Qualcomm Technologies, Inc. is looking to develop, implement, and optimize cutting-edge machine learning techniques, frameworks, and tools to enable the efficient utilization of state-of-the-art solutions across a broad set of technology verticals and designs.
Requirements
- 2+ years of experience with Machine Learning frameworks (e.g., Tensor Flow, Caffe, Caffe 2, Pytorch, Keras).
- 2+ years of experience in embedded system development and optimization with application to a specific problem domain in ML (e.g., NLP, multi-media).
- 2+ years of experience with one or more programming language suitable for machine learning (e.g., Python, R, C, C++).
- 2+ years of experience using statistics and probability (e.g., conditional probability, Bayes rule).
- 1+ year of experience with low level interactions between operating systems (e.g., Linux, Android, QNX) and Hardware.
- Experience with ONNX Runtime, Executorch and TFLite/LiteRT frameworks.
- Experience with machine learning techniques, frameworks, and tools
Responsibilities
- Design, develop, and optimize features for the Qualcomm AI Stack SDKs and tools to support execution of the latest neural networks on Snapdragon platforms.
- Design, develop, and optimize features for ONNX Runtime Execution Provider, ExecuTorch Edge IR graph lowering stack, and LiteRT delegates.
- Validate, analyze, and optimize the performance and accuracy of software through detailed testing of machine learning use cases.
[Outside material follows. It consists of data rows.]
PR #2143, opened 2026-08-30
Add explicit hidden-world materialization

huxinq:
Adds a narrow rules-engine primitive for constructing hypothetical complete states from caller-supplied hidden-card assignments.

Argentum’s rules engine always operates on a complete `GameState`, even when an AI or simulation caller is reasoning from partial information. The existing AI determinizer handles one version of that problem inside the AI layer, but it also owns sampling policy and fallback behavior. There is currently no reusable engine-level contract for the narrower operation: “apply these hypothetical hidden identities to this state if doing so is structurally safe.”

`HiddenWorldMaterializer` adds that boundary.

A caller supplies:

- an explicit `EntityId -> CardDefinition` assignment for hand/library slots;
- a caller-selected RNG for future simulated game events.

The materializer does not choose those identities. It answers only whether the supplied assignment can be installed coherently into the engine state.

For example, a search caller can take a position with three unresolved opponent hand/library slots and construct one hypothetical world in which those slots contain Mountain, Shock, and Grizzly Bears, then another world with a different assignment, while using the ordinary rules engine to simulate both. The search or belief layer remains free to decide why those worlds were chosen and how much weight to give them.

The same separation applies to randomness. A caller that wants each hypothetical world to have an independent future shuffle/draw stream can supply a separately derived `futureRng`. A caller that deliberately wants to preserve the source stream can explicitly pass the source RNG instead. The materializer does not derive either policy implicitly.

For supported hand/library slots, materialization preserves:

- the existing `EntityId`;
- owner and controller-component state;
- zone membership;
- exact library ordering;
- per-card reveal state;
- unrelated game state.

Definition-derived components are rebuilt through `CardEntityFactory`.

Thus if `card-1001` is the second card in a library, assigning a different hypothetical definition does not replace or move `card-1001`. The opaque slot remains the same object from the perspective of existing entity references; only the current card definition and its definition-derived component state change.

Some hidden-zone objects cannot safely be treated as interchangeable. A card can retain runtime state from an earlier incarnation, or the engine can have an in-flight stack/decision/continuation that depends on current object relationships. In those cases the materializer returns a typed unsupported result rather than producing a superficially complete but internally inconsistent state.

One regression exercises a real battlefield-to-hand transition. The card retains `LastKnownPermanentComponent`; assigning a different hypothetical identity at that point would attach historical battlefield information to the wrong card, so materialization is refused. After a subsequent zone transition clears that runtime state, the same slot becomes materializable again.

The materializer likewise refuses identity rewrites while stack, pending-decision, or continuation state makes generic substitution unsafe.

There is also a DFC-specific validity check. `CardRegistry` intentionally registers back-face definitions so transform machinery can resolve them, but those definitions are not legal standalone card identities in hand or library. A request to materialize `Test DFC Back` directly into a hidden hand slot is therefore rejected as an invalid assignment rather than accepted merely because the definition is registered.

This primitive deliberately has no viewer, deck model, or probability semantics. It does not inspect visibility, infer which slots are unknown, constrain assignments to a deck, sample worlds, or assign probabilities. `GameState` itself contains complete identities, so the materializer also cannot detect that a caller has omitted a slot that is epistemically unresolved from that caller’s perspective. A caller intending to construct a complete hidden-world hypothesis must provide the appropriate assignments itself.

The existing Phase 8 AI `Determinizer` is not migrated by this change and retains its current sampling and fallback behavior. This PR establishes only the generic engine-state materialization seam.

Coverage includes:

- explicit hand/library assignments while preserving entity IDs and zone ordering;
- reconstruction of definition-derived components such as Madness;
- caller-controlled reproducible assignment generation;
- source-state and source-RNG immutability;
- preservation of unrelated tracker and reveal state;
- typed refusal of battlefield last-known runtime state;
- successful materialization after that runtime state is cleared;
- typed refusal during a real stack state;
- rejection of unregistered definitions;
- rejection of DFC back-face identities in hand/library;
- ordinary `ActionProcessor` execution from a successfully materialized world.

Verification:

- `just test-class HiddenWorldMaterializerTest`
- `just test-rules`
- `just test-ai`
- `just test-gym`
- `just test-gym-trainer`
- `git diff --check upstream/main..HEAD`

### DIFF
--- a/docs/ai/architecture.md
+++ b/docs/ai/architecture.md
@@ -176,6 +176,21 @@ Phase 8 starts with one shared determinization per search. More worlds compete d
 count, so raising K requires an arena result showing it buys more strength at the same wall-clock
 budget.
 
+For callers that already own an assignment, the generic engine boundary separate from Phase 8's
+sampling policy is `HiddenWorldMaterializer` in `rules-engine`. It accepts an explicit
+`EntityId → CardDefinition` assignment and a caller-selected RNG for future simulated game events.
+It preserves the opaque entity slots and ordered zones, rebuilds only definition-derived card
+components, and returns a typed unsupported result when an identity rewrite would cross in-flight
+references or runtime-bearing card state it cannot preserve safely. It has no viewer, deck model,
+or probability semantics: choosing candidate identities remains the caller's job. It also does
+not accept a `ClientGameState` or Gym observation; those are lossy views, while the materializer
+operates on a trusted complete engine-state substrate. The assignment map explicitly names the
+slots to rewrite; unmentioned slots remain unchanged because `GameState` itself cannot say which
+identities are epistemically unresolved. Callers that require hypothetical future randomness to be
+independent of an authoritative game must supply an independently derived `futureRng`; deliberately
+reusing the source state's RNG remains an explicit caller choice. Phase 8's existing
+`Determinizer` remains a separate AI policy path and is not migrated by this primitive.
+
 ---
 
 ## Scores are in raw evaluator units, everywhere above the leaf
--- a/docs/architecture-principles.md
+++ b/docs/architecture-principles.md
@@ -469,6 +469,29 @@ combat state, attachments — leaving only the immutable identity (`CardComponen
   the immutable `GameState` — modifying a component means creating a new container, which means
   creating a new entity map, which means creating a new `GameState`.
 
+#### Hypothetical hidden worlds
+
+`GameState` is always a complete engine state; the masked client and Gym DTOs are not alternate
+`GameState` representations and cannot be expanded back into one. A simulation caller that has
+already chosen hypothetical identities for hidden hand or library slots can apply that explicit
+assignment through `HiddenWorldMaterializer` in `rules-engine/hidden`.
+
+The materializer preserves each slot's `EntityId`, owner, controller-component state, zone
+membership, zone ordering, and every unrelated part of the state. It rebuilds the slot's
+definition-derived components through `CardEntityFactory`, and requires the caller to provide the
+RNG for future events in the hypothetical world. It does not choose hidden slots, inspect
+visibility, infer a deck, or define a sampling distribution. Identity rewrites are refused with a
+typed unsupported result when stack objects, pending decisions, continuation frames, or runtime
+state on the assigned hidden object make substitution unsafe.
+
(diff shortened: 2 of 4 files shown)


wingedsheep:
Thanks for this — the design here is right, and it's the design that shipped. Closing as superseded by #2153, which landed on `main` as `402c0001f1` while this was open and contains the same `HiddenWorldMaterializer` API plus a shared `HiddenSlotRewrite`. GitHub already reports this branch as conflicting; merging `main` into it produces add/add conflicts on both source files and content conflicts on both docs.

What carried over verbatim:

- the request as an explicit `EntityId -> CardDefinition` map with no sampling policy;
- the mandatory caller-supplied `futureRng`, so a hypothetical world can't silently inherit the authoritative stream;
- the typed `UnsupportedHiddenWorld` result instead of a superficially complete but incoherent state;
- and the best idea here — deriving the safe-component set from `CardEntityFactory.create(currentDefinition, ownerId)` rather than hand-listing it. That derivation is what let #2153 delete the AI `Determinizer`'s 12-component allowlist, so the two callers can't drift into two notions of "safe".

The battlefield -> hand -> graveyard regression around `LastKnownPermanentComponent` was a well-chosen test and survives unchanged.

Three behavioural differences in the merged version, for the record:

1. **A reveal is now a blocker, not something preserved.** This branch excluded `RevealedToComponent` from the runtime-state check and copied it onto the replacement, so a slot an opponent had already been shown could be rewritten underneath them — leaving that player holding a pointer to a card that was never there, which is the incoherence the class exists to prevent.
2. **A live stack pins only the slots its chosen targets name.** `hasInFlightReferences` here refused on any non-empty stack, which rules out a search root taken with a spell on the stack — the normal MCTS position. Targets are the one in-flight reference shape with a uniform representation (`TargetsComponent`), so they're audited per slot; `pendingDecision` and `continuationStack` stay whole-state refusals because their entity references have no common visitor.
3. **An empty assignment is gated too.** `slotAssignments.isNotEmpty() && hasInFlightReferences(state)` let an empty request through to `copy(rng = futureRng)`, rewriting the future random stream of a mid-decision state — the same hazard, minus the card swap.

If you want to keep going on this, the open seam is the one both versions name and neither closes: a visitor over continuation frames would turn that whole-state refusal into a per-slot pin like the stack check. That's the next real increment.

- Assist in debugging complex issues, perform root cause analysis, and ensure high system reliability.
- Collaborate with cross-functional teams to deliver robust, scalable AI software solutions.
- Assist in feature development and application of machine learning techniques into products and AI solutions, enabling customers to do the same.
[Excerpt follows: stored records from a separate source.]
PR #2146, opened 2026-08-30
Unify card identity visibility

huxinq:
Argentum already has an engine-level `Visibility` service, but several consumers still answer a narrower question independently: “does this viewer know this card’s identity?” Those local approximations disagree in real states.

The clearest example is Gym. Its observation builder historically treated visibility mostly as a whole-zone property: your hand was visible, an opponent’s hand was hidden, and libraries were hidden. That works for the ordinary case, but Magic allows partial knowledge. If one card in an opponent’s two-card hand has been individually revealed to you, the hand is still a hidden zone, but you know one of its identities. Likewise, an effect may let only its controller look at the top card of a library, while another effect may reveal that top card publicly. The engine already represents these distinctions, but Gym collapsed all of them to “zone hidden” and therefore either omitted legally known cards or needed its own special cases.

The opposite problem appears with face-down objects. A battlefield or stack is normally public, but that does not make the underlying identity of a face-down permanent or face-down spell public. A Gym observation could therefore expose `"Craw Wurm"` or `"Hill Giant"` simply because the object lived in an otherwise public zone, even though an opponent should see only the face-down object’s public characteristics. The controller, meanwhile, is normally entitled to know what their own face-down object is. These are object-level identity rules, not zone-level rules.

This change makes that distinction explicit with `Visibility.isCardIdentityVisibleTo`. The query composes the identity rules Argentum already models: whole-zone access, individual `RevealedToComponent` knowledge, public and private top-of-library access, who may look at a face-down object, effect-granted face-down access, playable face-down cards in exile, and spectator restrictions.

Consumers still choose their own representation. For example, Gym now represents an opponent hand with one revealed card as a hidden zone of size two whose `cards` list contains only the one identity the perspective actually knows. It does not expose the unknown slot. A face-down battlefield object still exposes its public projected creature characteristics, such as its face-down P/T, but its `cardDefinitionId`, printed name, mana cost, and oracle text stay hidden from an opponent. `revealAll` remains an explicit debug escape hatch.

The same semantic question had also accumulated nearby ad hoc answers outside Gym. AI determinization separately excluded public top cards, individually revealed cards, and visible hands when deciding which hidden identities it could rewrite. Client modal-target presentation used owner/zone shortcuts for hidden card names. The deck tracker had its own approximation of whether the viewer knew which physical copy a card was. Combat-decision presentation masked face-down names using controller identity alone, so an explicit reveal could remain hidden in the decision UI even though the engine knew the viewer had learned the card.

Those paths now delegate identity entitlement to the same `Visibility` query. This removes cases where one subsystem knows a card while another hides it, or where one presentation leaks an identity another correctly masks.

The tests exercise the distinctions rather than just the helper itself. For example:

- with two cards in Player 2’s hand, revealing only the Mountain to Player 1 gives Player 1 exactly that identity while a third-player bystander still sees none;
- a private top-of-library effect reveals the top card only to its controller, while a public reveal exposes it to both players;
- a face-down `Craw Wurm` on the battlefield and a face-down `Hill Giant` on the stack expose their underlying identities to their controller but serialize no such names for the opponent;
- after a face-down combat object is explicitly revealed, server decision presentation stops masking its name;
- a modal spell targeting a hidden hand card initially shows only “a card in … hand”, then shows the real card name once that specific card is revealed;
- AI determinization now asks the same per-card visibility question before deciding whether an identity is safe to rewrite.

This deliberately does not create a shared client/Gym DTO, change Gym input-authority semantics, or merge presentation policy into the rules engine. `Visibility` owns only the semantic answer to whether a perspective may know an identity; Gym, client, server, and AI continue to own what they do with that answer.

Verification:

- `just test-class ObservationVisibilityTest`
- `just test-class ModalSpellStackVisibilityTest`
- `just test-class DeckListClientViewTest`
- `just test-class CombatDamageMaskingEnricherTest`
- `just test-class DeterminizerInvariantsTest`
- `just test-rules`
- `just test-ai`
- `just test-gym`
- `just test-server`

### DIFF
--- a/ai/src/main/kotlin/com/wingedsheep/ai/engine/hidden/Determinizer.kt
+++ b/ai/src/main/kotlin/com/wingedsheep/ai/engine/hidden/Determinizer.kt
@@ -117,15 +117,10 @@ class Determinizer(
         viewerId: EntityId,
     ): List<EntityId> {
         val handKey = ZoneKey(opponentId, Zone.HAND)
-        val handHidden = !visibility.isZoneVisibleTo(state, handKey, viewerId)
-        val candidates = buildList {
-            addAll(state.getLibrary(opponentId))
-            if (handHidden) addAll(state.getHand(opponentId))
-        }
-        val visibleTop = state.getLibrary(opponentId).firstOrNull()?.takeIf {
-            visibility.revealsTopOfLibraryPublicly(state, opponentId) ||
-                (opponentId == viewerId && visibility.hasLookAtTopOfLibrary(state, viewerId))
-        }
+        val libraryKey = ZoneKey(opponentId, Zone.LIBRARY)
+        val library = state.getLibrary(opponentId)
+        val hand = state.getHand(opponentId)
+        val candidates = library + hand
         val referencedByStack = state.stack.flatMapTo(mutableSetOf()) { stackId ->
             state.getEntity(stackId)?.get<TargetsComponent>()?.targets.orEmpty().mapNotNull {
                 when (it) {
@@ -137,13 +132,13 @@ class Determinizer(
             }
         }
         return candidates.filter { id ->
-            id != visibleTop &&
+            val zoneKey = if (id in library) libraryKey else handKey
+            !visibility.isCardIdentityVisibleTo(state, zoneKey, id, viewerId) &&
                 id !in referencedByStack &&
                 // Continuation frames carry entity references in several different shapes.
                 // Quiet search roots normally have none; pinning while one exists is the safe
                 // fallback until those shapes share a common reference visitor.
                 state.continuationStack.isEmpty() &&
-                !visibility.isCardRevealedTo(state, id, viewerId) &&
                 isSafeToRewrite(state.getEntity(id))
         }
     }
--- a/docs/ai/architecture.md
+++ b/docs/ai/architecture.md
@@ -165,12 +165,13 @@ every candidate. Sampling before the one-ply simulation matters because pending 
 by that simulation can inspect hidden zones too. Sharing the world is essential: independently
 sampling candidates would make hidden-information variance look like move quality.
 
-`Visibility` in `rules-engine/view` is the common oracle for both client masking and AI
-determinization. The determinizer rewrites identities, never entities: entity IDs, zone membership,
-pending decisions, targets and continuations remain intact. Individually revealed cards and cards
-carrying runtime state are pinned. With a known decklist it samples from `decklist − seen`;
-otherwise it permutes the existing hidden multiset. That fallback removes exact hand and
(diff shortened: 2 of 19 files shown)


wingedsheep:
Superseded by #2156, which carries this work forward — thanks for it. The core idea is unchanged and intact: `Visibility.isCardIdentityVisibleTo` as the one answer to "may this perspective know this card's identity?", with Gym, the client, the deck tracker, server decision presentation and AI determinization all delegating to it instead of keeping their own approximations.

Reopening as a new PR rather than pushing here because `main` moved three times underneath this branch, twice landing overlapping work that needed real conflict resolution rather than a rebase:

- **#2153** extracted `HiddenSlotRewrite` and rewrote the same `Determinizer.hiddenCards` body. Resolved onto main's structure — `isCardIdentityVisibleTo` subsumes its `visibleTop`, `handHidden` and `!isCardRevealedTo` clauses exactly. Its `runtimeBlockers` also pins any slot carrying `RevealedToComponent`, which makes the reveal-preservation in `sample()` unnecessary.
- **#2154** reworked `StateDigest` and made the observation produce the facts it hashes.
- **#2155** closed the face-down Gym leak via a new `identityVisibleTo` in `FaceDownNaming`. #2156 keeps all of its structure — every `identityHidden` branch, the `nameVisibleToAll` masking, the projected-name fallback, ability-first stack kind inference, the CR 208.3 power/toughness gating — and swaps only the source of the answer, since `identityVisibleTo` is controller-only and misses explicit reveals, Lens of Clarity, may-play exile grants and foretell.

Review findings addressed on top:

- **CR 708.5 is scoped to the two zones it names.** "You can't look at face-down cards in any other zone" — but `playerWhoMayLookAtFaceDown` falls back through owner, so in exile it returned the owner, and the `Zone.EXILE && hasMayPlayFor` branch was dead for owned cards. Exile now has no controller baseline; a grant is the only way under such a card. Foretell is explicit alongside the may-play grants, since CR 702.143a says "that player may look at that card as long as it remains in exile" and `ForetellCardHandler` stamps `FaceDownComponent` purely to mask it from opponents.
- **A `Zone`-keyed overload** so callers stop synthesizing a `ZoneKey` whose owner defaulted to the viewer.
- **The ingredient queries are private** (`isCardRevealedTo`, `hasLookAtFaceDownCreatures`, `revealsTopOfLibraryPublicly`, `hasLookAtTopOfLibrary`) and `nameVisibleTo` is gone — handing those back out is how the next local approximation gets built.
- **Tests split by layer**, plus coverage for the spectator gating in `isZoneVisibleTo` and the exile cases above.

One thing worth recording: the observation in the description that Gym was collapsing partial knowledge to "zone hidden" was right, and it turned out to be the shallower half of the problem. The face-down direction — a public zone not making the identity underneath it public — is where the actual leaks were.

- Contribute to a culture of technical excellence, knowledge sharing, and continuous improvement within the AI Software team.
Other
- Bachelor's degree in Computer Science, Engineering, Information Systems, or related field and 2+ years of Hardware Engineering, Software Engineering, Systems Engineering, or related work experience.
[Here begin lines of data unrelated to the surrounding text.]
PR #2224, opened 2026-09-04
Expose typed entity references in actions and responses

huxinq:
Engine integrations that project or rewrite actions need to know which payload
values are entity references. Today they have to mirror every `GameAction` and
`DecisionResponse` shape by hand, or search serialized strings and risk treating
an ordinary decision ID, counter name, or `AbilityId` as an entity.

A cast action shows why this becomes fragile: one payload can reference the
spell, targets, mana sources, convoke creatures, damage recipients, and
entity-valued map keys. Repeated references matter too, because a transforming
adapter needs every location rather than a deduplicated set.

## What changes

`TypedEntityReferences` walks the registered serializers for `GameAction` and
`DecisionResponse` and returns every typed `EntityId` occurrence in serializer
order. Each occurrence includes a structural path through record fields,
collection indices, map key/value roles, and polymorphic payloads.

The existing in-flight reference projection now uses the same traversal. This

- Master's degree in Computer Science, Engineering, Information Systems, or related field and 1+ year of Hardware Engineering, Software Engineering, Systems Engineering, or related work experience.
- PhD in Computer Science, Engineering, Information Systems, or related field.
- Works independently with minimal supervision.
- Decision-making may affect work beyond immediate work group.